Activity – Nothing but an exact copy of the listing should be given.

Material supplied –
==============================
PR #1492, opened 2022-10-31
Run check bot on labeling PR with `bot:check`

Snailedlt:

## Features

**This PR closes NONE**

Didn't create an issue for this since it was quicker to just implement it

## Notes

You can now run the `check-bot` by adding the `bot:check` label to a PR. This is powerful, since it lets us get new PR info (like the title) as input to `check-bot` without creating a new PR. So instead of creating a new PR everytime we fix something, we can instead re-add the `bot:check` label to re-run it with new parameters :)

PS: https://github.com/devicons/devicon/wiki/Our-automated-tasks-and-bots#check-bot needs to be updated with info on how to run the check bot after this PR is merged into master


lunatic-fox (dismissed):
Loved it! 🤩
To me it's approved! ✔

Snailedlt:
@lunatic-fox this is actually a PR I forgot to edit 😅
I wanna change it to a different label, since we use this label to label any icon PR, so the workflow would run twice on each PR. Instead I wanna use a new label (maybe `bot:check`?) to run the workflow. That way we can more easily choose when to run the PR without having to remove the feature:icon label 😁

lunatic-fox:
Hmm... I think the workflow needs to trigger in two events:
- When the pull request is made.
- When a label is created.

Then if the "created" label is, for instance, `bot:check` it'll run the proper steps. Otherwise it should skip the job.

Snailedlt:
@lunatic-fox I changed the label... ready for review again now :)

> Hmm... I think the workflow needs to trigger in two events:
> 
> * When the pull request is made.
> * When a label is created.
> 
> Then if the "created" label is, for instance, `bot:check` it'll run the proper steps. Otherwise it should skip the job.

It already automatically runs on new PR's, provided that the PR title starts with `new icon` or `update icon`, so this PR only adds the additional trigger when the `bot:check` label is added to the PR :)

Panquesito7 (dismissed):
Looks good 🚀 apart from what @lunatic-fox mentioned.

Snailedlt:
@lunatic-fox I didn't understand that explanation fully, but if it's an easy fix, feel free to fix it. If you want me to fix it I'm afraid I'll need to be spoon fed the explanation again :S

Panquesito7:
Will be merging for now. If there are pending things to change, feel free to do that in another PR. 🙂

Panquesito7:
Ping.

Snailedlt:
@lunatic-fox You mentioned an easy fix [here](https://github.com/devicons/devicon/pull/1492#issuecomment-1346820644), but I'm not sure what you mean the issue is. Do you mind fixing it?

Snailedlt:
or should I just merge it as-is?

canaleal:
Has not been updated in a while, closing, but it can be reopened.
==============================
Result –
PR #1492, opened 2022-10-31
Run check bot on labeling PR with `bot:check`

Snailedlt:

## Features

**This PR closes NONE**

Didn't create an issue for this since it was quicker to just implement it

## Notes

You can now run the `check-bot` by adding the `bot:check` label to a PR. This is powerful, since it lets us get new PR info (like the title) as input to `check-bot` without creating a new PR. So instead of creating a new PR everytime we fix something, we can instead re-add the `bot:check` label to re-run it with new parameters :)

PS: https://github.com/devicons/devicon/wiki/Our-automated-tasks-and-bots#check-bot needs to be updated with info on how to run the check bot after this PR is merged into master


lunatic-fox (dismissed):
Loved it! 🤩
To me it's approved! ✔

Snailedlt:
@lunatic-fox this is actually a PR I forgot to edit 😅
I wanna change it to a different label, since we use this label to label any icon PR, so the workflow would run twice on each PR. Instead I wanna use a new label (maybe `bot:check`?) to run the workflow. That way we can more easily choose when to run the PR without having to remove the feature:icon label 😁

lunatic-fox:
Hmm... I think the workflow needs to trigger in two events:
- When the pull request is made.
- When a label is created.

Then if the "created" label is, for instance, `bot:check` it'll run the proper steps. Otherwise it should skip the job.

Snailedlt:
@lunatic-fox I changed the label... ready for review again now :)

> Hmm... I think the workflow needs to trigger in two events:
> 
> * When the pull request is made.
> * When a label is created.
> 
> Then if the "created" label is, for instance, `bot:check` it'll run the proper steps. Otherwise it should skip the job.

It already automatically runs on new PR's, provided that the PR title starts with `new icon` or `update icon`, so this PR only adds the additional trigger when the `bot:check` label is added to the PR :)

Panquesito7 (dismissed):
Looks good 🚀 apart from what @lunatic-fox mentioned.

Snailedlt:
@lunatic-fox I didn't understand that explanation fully, but if it's an easy fix, feel free to fix it. If you want me to fix it I'm afraid I'll need to be spoon fed the explanation again :S

Panquesito7:
Will be merging for now. If there are pending things to change, feel free to do that in another PR. 🙂

Panquesito7:
Ping.

Snailedlt:
@lunatic-fox You mentioned an easy fix [here](https://github.com/devicons/devicon/pull/1492#issuecomment-1346820644), but I'm not sure what you mean the issue is. Do you mind fixing it?

Snailedlt:
or should I just merge it as-is?

canaleal:
Has not been updated in a while, closing, but it can be reopened.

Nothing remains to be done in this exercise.